* How to complete this task *
Select all lines in the records that include "clearing".

Stored data:
+ + + + +

PR #871, opened 2022-04-12
refactor(VammConfig): Small changes

Cardosaum:
Response to changes proposed in PR #869

### DIFF
--- a/frame/clearing-house/src/mock/vamm.rs
+++ b/frame/clearing-house/src/mock/vamm.rs
@@ -7,7 +7,7 @@ pub mod pallet {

+ + + + +

* Finished task *
--- a/frame/clearing-house/src/mock/vamm.rs
+++ b/frame/clearing-house/src/mock/vamm.rs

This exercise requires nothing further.